---------- Input for this task ----------

PR #20199, opened 2024-08-05
Space law rewrite

TobleroneSwordfish:
[LAW] [GAME OBJECTS]
## About the PR 
image

## Why's this needed? 
The old space law book is hilariously outdated, encourages you to do things that actually break the game rules in a couple of places and is generally just bloated and useless. This version scraps the long list of crimes and exact punishments and ends up more like a handbook of how security are expected to behave and enforce the law.
Also I added colour coded highlights so even the most helmet-headed security grunt can get through it.

## Changelog 

```changelog
(u)LeahTheTech + Jan.antilles
(*)Nanotrasen Space Law has been completely rewritten and updated to actually be something you should show sec assistants.
```

### DIFF
--- a/strings/books/space_law.txt
+++ b/strings/books/space_law.txt
@@ -19,6 +19,6 @@ Keep in touch with your fellow security members over the radio and support one a
 
 <h3>Punishments</h3>
 The variety of creative and awful ways crewmembers will find to break the law is infinite, so the variety of punishments and sentences should be too.<br>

----------

How to complete this task:
Set down, exactly as they appear above, all lines from the one that has "[LAW] [GAME OBJECTS]" down to the one that has "The old space", including those two and no others.

Result for this exercise:
[LAW] [GAME OBJECTS]
## About the PR 
image

## Why's this needed? 
The old space law book is hilariously outdated, encourages you to do things that actually break the game rules in a couple of places and is generally just bloated and useless. This version scraps the long list of crimes and exact punishments and ends up more like a handbook of how security are expected to behave and enforce the law.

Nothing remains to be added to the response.